DataCTE / SDXL-Training-Improvements

Apache License 2.0
39 stars 0 forks source link

Validation Image Decoding Fails #3

Open DataCTE opened 6 days ago

DataCTE commented 6 days ago

Description

The validation image generation is currently producing only random noise patterns (see attached example image) instead of proper decoded images.

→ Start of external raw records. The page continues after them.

PR #10926, opened 2021-08-23
Corresponding AWX changes for runner --worker-info schema update

AlanCoding:
Update for https://github.com/ansible/ansible-runner/pull/802

### DIFF
--- a/awx/main/models/ha.py
+++ b/awx/main/models/ha.py
@@ -3,6 +3,7 @@
 
 from decimal import Decimal
 import random
+import logging
 
 from django.core.validators import MinValueValidator
 from django.db import models, connection
@@ -25,6 +26,8 @@ from awx.main.utils.common import measure_cpu, get_corrected_cpu, get_cpu_effect
 from awx.main.models.mixins import RelatedJobsMixin
 
 __all__ = ('Instance', 'InstanceGroup', 'TowerScheduleState')
+
+logger = logging.getLogger('awx.main.models.ha')
 
 
 class HasPolicyEditsMixin(HasEditsMixin):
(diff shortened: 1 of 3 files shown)


awx/main/utils/receptor.py
```diff
@@ -71,7 +71,12 @@ def worker_info(node_name):
...
             error_list.append(f'Remote node {node_name} --worker-info output is not a YAML dict, output:{stdout}')
         else:
-            error_list.extend(remote_data.pop('Errors'))  # merge both error lists
+            error_list.extend(remote_data.pop('errors', []))  # merge both error lists
             data.update(remote_data)
 
+    # see tasks.py usage of keys
+    missing_keys = set(('runner_version', 'mem_in_bytes', 'cpu_count')) - set(data.keys())
+    if missing_keys:
+        data['errors'].append('Worker failed to return keys {}'.format(' '.join(missing_keys)))
```
AlanCoding, line 80: This was an error case we were missing before - if the remote executor gives no relevant keys. We mark it lost if there are errors, but there was no "errors" key returned, so it was saved as a working instance with a memory capacity of 1. That's not good, but is resolved here to my satisfaction.

beeankha (approved):

awx/main/models/ha.py
```diff
@@ -174,13 +177,19 @@ def refresh_capacity_fields(self):
...
+    def save_health_data(self, version, cpu, memory, uuid=None, last_seen=None, has_error=False):
         update_fields = []
 
         if last_seen is not None and self.last_seen != last_seen:
             self.last_seen = last_seen
             update_fields.append('last_seen')
 
+        if uuid is not None and self.uuid != uuid:
+            if self.uuid is not None:
+                logger.warn(f'Self-reported uuid of {self.hostname} changed from {self.uuid} to {uuid}')
```
jladdjr, line 189: Know this isn't the heart of the PR, but love that you thought to surface this info in the logger 👍 . Can see this kind of thing (uuid-change) being responsible for some kind of esoteric bug down the line.

jladdjr (approved):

This appears to be a systematic failure in the VAE decoding pipeline, particularly with bfloat16 handling.

image

Current Behavior

Current Implementation

def prepare_image(img):
    with torch.cuda.amp.autocast():
        if img.shape[1] == 4:
            img = self.default_vae.decode(img / 0.18215).sample
        img = img.float()
    return img

Root Cause Analysis

  1. VAE Initialization:

    self.default_vae = AutoencoderKL.from_pretrained(
    "stabilityai/stable-diffusion-xl-base-1.0", 
    subfolder="vae",
    torch_dtype=torch.bfloat16
    ).to(device)
  2. Potential Issues:

    • VAE weights not properly loaded in bfloat16
    • Decoder normalization failing
    • Latent scaling factor incorrect
    • Memory corruption during decode

Proposed Fix

class ModelValidator:
    def __init__(self, ...):
        # Load VAE in float32 first
        self.default_vae = AutoencoderKL.from_pretrained(
            "stabilityai/stable-diffusion-xl-base-1.0",
            subfolder="vae"
        ).to("cuda")

        # Explicit dtype handling for decode
        def prepare_image(img):
            with torch.no_grad():
                # Convert to float32 for decode
                if img.dtype == torch.bfloat16:
                    img = img.float()

                # Proper scaling and decode
                if img.shape[1] == 4:
                    img = img / 0.18215
                    img = self.default_vae.decode(img).sample

                # Ensure valid image range
                img = torch.clamp(img, -1, 1)

            return img

Validation Steps

  1. Add tensor validation:

    def validate_tensor(tensor, stage=""):
    print(f"[{stage}] Shape: {tensor.shape}, "
          f"dtype: {tensor.dtype}, "
          f"range: ({tensor.min():.3f}, {tensor.max():.3f}), "
          f"mean: {tensor.mean():.3f}")
  2. Add checkpoints in decode pipeline:

    # Before decode
    validate_tensor(img, "pre-decode")
    # After decode
    validate_tensor(decoded, "post-decode")

Testing Plan

  1. Generate validation images with float32 VAE
  2. Compare with bfloat16 results
  3. Add tensor validation logging
  4. Test with small batch of known-good latents

Impact

jetjodh commented 2 days ago

Have you considered using ollin's fixed vae or tiny vae implementation for validation loop?